Sunvoice

EDITORIAL: Vanuabalavu Brutality Allegations Serious Cause For Concern

Clamping down on reports and allegations of Police brutality is a constant challenge for Fiji and many other countries. The latest allegation was reported from Vanuabalavu, Lau, on July 18
22 Jul 2015 11:02
EDITORIAL: Vanuabalavu Brutality Allegations Serious Cause For Concern

Clamping down on reports and allegations of Police brutality is a constant challenge for Fiji and many other countries.

The latest allegation was reported from Vanuabalavu, Lau, on July 18 with pictures purporting to show the consequences of the alleged acts.

A Police team from Suva will board the first available flight to Vanuabalavu to investigate the case.

If reports are true about the beating of the 43-year-old father of three from Mavana village then justice must be served.

Some children from the same village were alleged to have been assaulted by Police in front of other students.

Police are already feeling the pressure of not apprehending the alleged Nakasi rapists of a nine-year old. The adverse publicity related to this latest allegation will not help their reputation.

The Constitution is very clear about the rights of Fijians. Police officers should be reminded of the Bill of Rights Section 11 (1) and (2).

(1) Every person has the right to freedom from torture of any kind, whether physical, mental or emotional, and from cruel, inhumane, degrading or disproportionately severe treatment or punishment.

(2) Every person has the right to security of the person, which includes the right to be free from any form of violence from any source, at home, school, work or in any other place.

A question that pops up is the type of training our Police officers go through.

It is generally up to Police officers to weigh whether they are being threatened, whether bystanders are being threatened, and what force the suspect is using to resist arrest, experts say.
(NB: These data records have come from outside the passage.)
PR #1167, opened 2024-12-12
Correctly detect ucrt64 environment - CMake 

alexbora:
CMake ver.  3.31.1-1 and 3.31.2-3 (mingw-w64-ucrt-x86_64-cmake), MSYS2/ucrt64, OS win10. 

CMake does not properly detect the ucrt64 environment; it seems to happen apparently when MSYS might not be correctly installed.
CMake will then wrongly include the mingw headers, instead of ucrt64 ones, leading to compilation errors. 

Updated the CMAKE_PREFIX_PATH var to /ucrt64 (instead of /mingw, when ucrt64 detected), re-tested under win10/11 as standalone build as well as a lib included in a CMake project, compiles cleanly. 

Autotools detect the environment w/o issues.

### DIFF
--- a/CMake/setup.cmake
+++ b/CMake/setup.cmake
@@ -172,7 +172,6 @@ if(WIN32)
 
  if(MINGW AND EXISTS /mingw)
     if(DEFINED ENV{MSYSTEM} AND $ENV{MSYSTEM} STREQUAL "UCRT64") # UCRT64
-      set(CMAKE_CXX_FLAGS "${CMAKE_CXX_FLAGS} -D_WIN32") # suppress compiler warnings
       list(APPEND CMAKE_PREFIX_PATH "$ENV{UCRT64}")
     else()
      list(APPEND CMAKE_PREFIX_PATH /mingw)


Albrecht-S:
Thanks for the report and the PR, I'm working on it ...

Albrecht-S:
@alexbora Feedback (still working and testing more cases): your code
```CMake
    if(DEFINED ENV{MSYSTEM} AND $ENV{MSYSTEM} STREQUAL "UCRT64") # UCRT64
      list(APPEND CMAKE_PREFIX_PATH "$ENV{UCRT64}")
    else()
     list(APPEND CMAKE_PREFIX_PATH /mingw)
    endif() # UCRT64
```
is not correct. It works only by accident.
This was likely a typo:
```
  list(APPEND CMAKE_PREFIX_PATH "$ENV{UCRT64}")
```
and was maybe intended to read
```
  list(APPEND CMAKE_PREFIX_PATH "$ENV{MSYSTEM}")
```
but this is also incorrect. It would add `UCRT64` to `CMAKE_PREFIX_PATH` which is also wrong. A better statement would be:
```
  list(APPEND CMAKE_PREFIX_PATH "/ucrt64")
```

**_Why does your patch "work" anyway?_** The old code would add "/mingw" to the `CMAKE_PREFIX_PATH` which finds the **wrong headers**, your code would add an empty string to `CMAKE_PREFIX_PATH` which is harmless, the correct headers are found anyway. Weird, isn't it?

Well, this led me to think about the addition of "/mingw" in the old code.
- Why was it done in the first place? I don't know (this was done before I took over).
- Is it correct? I don't think so.

According to [MSYS docs on "Environments"](https://www.msys2.org/docs/environments/) it should likely be "`/mingw64`" or, in "legacy" mode "`/mingw32`". Basically we'd have to test for all possible "environments" and add the corresponding "prefix".

But very likely it would be the best not to add anything to `CMAKE_PREFIX_PATH` **in all cases of MSYS "Environments"**, hence we could probably remove the entire code that adds something to `CMAKE_PREFIX_PATH` - which would simplify the code rather than adding more complexity. Sigh. Windows. ;-)

That's why I'm still investigating...

Albrecht-S:
@alexbora What happens if you remove the assignment of "`/mingw`" on your system instead of adding another one of "`/ucrt64?`" - or if you comment out both `list(APPEND CMAKE_PREFIX_PATH xxxx)` statements? Does it work with your `UCRT64` setup?

I'll try this here as well but I'd like to know if it works for you (I think it should). Thanks in advance.

Albrecht-S:
@alexbora Welcome, and thank you for your bug report, tests, and feedback. We definitely need user feedback for such border cases.

I'll test this more tomorrow, maybe with other "MSYS2 Environments" as well, and then I'll decide. It's very likely that the best solution is to remove that statement (or of course the entire code block).

Albrecht-S:
Note: I tested several configurations and I conclude that the best solution is to remove the faulty assignment altogether as written above. Tested with MinGW (aka mingw32), MSYS/MinGW-w64, and MSYS/MinGW-w64/UCRT64. All configurations build and work well.

Thanks for the PR and the heads-up nevertheless and for your testing and feedback.

Closing this PR now because the committed solution is different than this PR.

PR #820, opened 2017-02-28
Intermediary Nodes: it's useful to define upstream and downstream

shs96c:
What's in the spec for intermediary nodes isn't sufficient to
write one that correctly handles the webdriver protocol. We're
going to need some better definitions, and these will be
simpler to write if we've already defined what "upstream" and
"downstream" mean.

---
This change is [Reviewable](https://reviewable.io/reviews/w3c/webdriver/820)

### DIFF
--- a/webdriver-spec.html
+++ b/webdriver-spec.html
@@ -707,9 +707,15 @@ var respecConfig = {
 
 <dl>
  <dt><dfn data-lt="intermediary nodes">Intermediary node</dfn>
- <dd>Intermediary nodes are those that act as proxies,
-  implementing both the client and server sides of the <a href=#protocol>protocol</a>.
-  However they are not expected to implement <a>remote end steps</a> directly.
+ <dd>Intermediary nodes are those that act as proxies, implementing
+  both the <a>local end</a> and <a>remote end</a> of
+  the <a href=#protocol>protocol</a>.  However they are not expected
+  to implement <a>remote end steps</a> directly. All nodes between a
+  specific <a>intermediary node</a> and a <a>local end</a> are said to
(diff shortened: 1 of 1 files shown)


webdriver-spec.html
```diff
@@ -707,9 +707,14 @@
 
 <dl>
  <dt><dfn data-lt="intermediary nodes">Intermediary node</dfn>
- <dd>Intermediary nodes are those that act as proxies,
-  implementing both the client and server sides of the <a href=#protocol>protocol</a>.
-  However they are not expected to implement <a>remote end steps</a> directly.
+ <dd>Intermediary nodes are those that act as proxies, implementing
+  both the <a>local end</a> and <a>remote ends</a> of
```
andreastt: s/remote ends/remote end/

webdriver-spec.html
```diff
@@ -707,9 +707,14 @@
...
+  the <a href=#protocol>protocol</a>.  However they are not expected
+  to implement <a>remote end steps</a> directly. All nodes between a
+  specific <a>intermediary node</a> and a <a>local end</a> are said to
+  be <dfn>downstream</dfn> of that node. Conversely, any nodes between
+  a specific <a>intermediary node</a> and an <a>endpoint node</a> are
+  said to be <dfn>upstream</dfn>.
```
andreastt: Can you add `<dfn data-lt="upstream node">` and `<dfn data-lt="downstream node">` if people want to link to our spec, please?

webdriver-spec.html
shs96c: Good catch. Fixed.

webdriver-spec.html

PR #846, opened 2017-03-06
Action example diagram should use source instead of action

vkatsikaros:
In the rest of the diagram examples the actions are horizontally
grouped by source, not action. Also, it's referenced like that in the
diagram explanation.

---
This change is [Reviewable](https://reviewable.io/reviews/w3c/webdriver/846)


shs96c:
Great catch.

Issue #865, opened 2017-03-20
Command Release Actions is missing check for open current top-level browsing context


vkatsikaros:
In chapter [17. Actions](https://w3c.github.io/webdriver/webdriver-spec.html#release-actions#h-actions), section [17.6 Release Actions](https://w3c.github.io/webdriver/webdriver-spec.html#release-actions#h-release-actions) the remote end steps are missing the check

The goal is to get a suspect to “comply” — to be subdued enough not to resist arrest.

Police officers should be reminded that members of the public have high expectations on them.

Commissioner Ben Groenewald had said he would not condone abuse of power by any of his officers.

A social worker said: “There is no denying that Police everywhere have an incredibly difficult job. They face immense pressure on a day-to-day basis and the amount of restraint they need to exercise with unruly people is taxing. These difficulties acknowledged, it is their job to show restraint and demonstrate their faith in the judicial system of the country they serve. It is their job to act as role models for the people, and it is their job not to abuse their positions of power and authority.”

Police should be reminded that we are not anti-Police, we are anti-Police brutality.